02/14/2026
When professor Stephen Schock challenged his College for Creative Studies students to design something that filled a real need, Veronika Scott knew exactly what she wanted to solve. In Detroit, one in 42 residents was homeless — and she saw them every day.
For five months, the twenty-one-year-old spent three evenings a week at a warming center, listening. She watched people brace against brutal winters in clothing that wasn’t enough. She heard what they actually needed.
Her idea was simple and powerful: a coat that transformed into a sleeping bag at night, then converted into a shoulder bag by day. Waterproof. Windproof. Storage in the sleeves. Designed not just for warmth — but for dignity.
The first version weighed twenty pounds and took eighty hours to make after she taught herself to sew. It was rough. But she refused to let it end as a class grade.
She refined it. Spent her own money. Took feedback from people sleeping outside. Adjusted it through a freezing Detroit winter. Recognition followed — but something still felt incomplete.
Then a woman at the shelter said eight words that changed everything:
“We don’t need coats. We need jobs.”
That was the shift.
In 2011, Veronika launched The Empowerment Plan — hiring women from homeless shelters to manufacture the coats themselves. Sixty percent of their workweek focused on production. The other forty percent addressed whatever stood in their way: GEDs, driver’s licenses, financial literacy, domestic violence support.
People told her it would fail. Not because the coat was bad — but because, they said, “you can’t rely on homeless women.”
They were wrong.
Within weeks, employees moved into permanent housing. After two years of stability and skill-building, they transitioned into other jobs or launched businesses of their own. One hundred percent maintained stable housing a year later.
The coats improved too. Production dropped from five and a half hours to under two. Each $150 coat is sponsored and distributed free through outreach partners across all 50 states and 22 countries — from disaster zones to refugee camps.
By 2024, the numbers spoke clearly:
Over 100 people employed.
More than 200 families lifted out of homelessness.
95,000 coats distributed.
Soon, they’ll deliver their 100,000th.
And yet homelessness in America continues to rise. Demand grows. Nearly 2,000 people wait for coat sponsorship.

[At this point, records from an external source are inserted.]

PR #1102, opened 2017-12-21
Fix export revenue (and others) in investment project view

yeahfro:
A bug means that certain booleans are not being presented correctly in the `Value` key value table for investment projects.

Note that acceptance tests will be in the next PR.

# Before

bad

screen shot 2017-12-21 at 11 51 16

# After

good

### DIFF
--- a/src/apps/investment-projects/services/formatting.js
+++ b/src/apps/investment-projects/services/formatting.js
@@ -140,56 +140,75 @@ function transformInvestmentDataForView (data) {
   })
 }
 
-function transformInvestmentValueForView (data) {
-  if (!isPlainObject(data)) { return }
-
-  function formatBoolean (boolean, { suffix = '', pos = 'Yes', neg = 'No' }) {
+function transformInvestmentValueForView ({
+  client_cannot_provide_total_investment,
+  total_investment,
+  client_cannot_provide_foreign_investment,
+  foreign_equity_investment,
+  number_new_jobs,
+  number_safeguarded_jobs,
+  government_assistance,
+  r_and_d_budget,
+  average_salary,
+  new_tech_to_uk,
+  export_revenue,
+  sector,
+  investor_company,
+  business_activities,
+  non_fdi_r_and_d_budget,
+  id,
+  associated_non_fdi_r_and_d_project,
+}) {
+  function formatBoolean (boolean, { pos, neg }) {
     if (isNull(boolean)) { return null }
-    return (data.government_assistance ? pos : neg) + suffix
+    return boolean ? pos : neg
   }
 
-  const value = {
-    total_investment: data.client_cannot_provide_total_investment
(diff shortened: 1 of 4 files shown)


test/unit/mocha.opts
```diff
@@ -1,3 +1,4 @@
+test/unit/global-helpers.js
```
ztolley: I thought this was already getting picked up

src/apps/investment-projects/services/formatting.js
```diff
@@ -140,56 +140,77 @@ function transformInvestmentDataForView (data) {
   })
 }
 
-function transformInvestmentValueForView (data) {
-  if (!isPlainObject(data)) { return }
-
-  function formatBoolean (boolean, { suffix = '', pos = 'Yes', neg = 'No' }) {
+function transformInvestmentValueForView ({
```
ztolley: So you had to re-write the whole thing?

test/unit/apps/investment-projects/formatting.test.js
```diff
@@ -213,76 +213,181 @@ describe('Investment project formatting service', () => {
...
+            new_tech_to_uk: true,
+            export_revenue: true,
+            sector: {
+              name: 'Renewable Energy : Wind : Renewable energy: Wind: Onshore',
+            },
+            investor_company: {
+              name: 'Venus Ltd',
+            },
+            business_activities: [
+              {
```
ztolley: it's like tabs vs spaces argument. I'd put [{ on a single line

src/apps/investment-projects/services/formatting.js
yeahfro: Yeah it was not very readable so I have brought it up to scratch

test/unit/mocha.opts
yeahfro: Required for running tests in my IDE

src/apps/investment-projects/services/formatting.js
```diff
@@ -140,56 +140,77 @@ function transformInvestmentDataForView (data) {
...
+  new_tech_to_uk,
+  export_revenue,
+  sector,
+  investor_company,
+  business_activities,
+  non_fdi_r_and_d_budget,
+  id,
+  associated_non_fdi_r_and_d_project,
+}) {
+  function formatBoolean (boolean, { pos, neg }) {
```
ztolley: Could these be moved outside this function and for european pass the activities into it.

ztolley: Also, I suspect the formatBoolean could be useful in other places.

yeahfro: The `hasEuropeanOrGlobalHeadquartersBusinessActivities` function was a refactor just to move some code out of the object and make it self documenting. We are not doing anything similar anywhere else. What would be the benefit of moving it outside?

With `formatBoolean` you might be onto something but that would be a separate PR.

Still, The Empowerment Plan moves forward — investing in local manufacturing, in people, in second chances. Veronika’s belief is simple: people are not interchangeable parts. They are capable of far more than society assumes.
Every coat leaving that Detroit factory carries two stories. The woman who stitched it — rebuilding her life. And the person who will wear it — surviving another cold night.
One coat at a time.
One job at a time.
One life at a time.
Proof that dignity and opportunity can be sewn into something strong enough to change everything.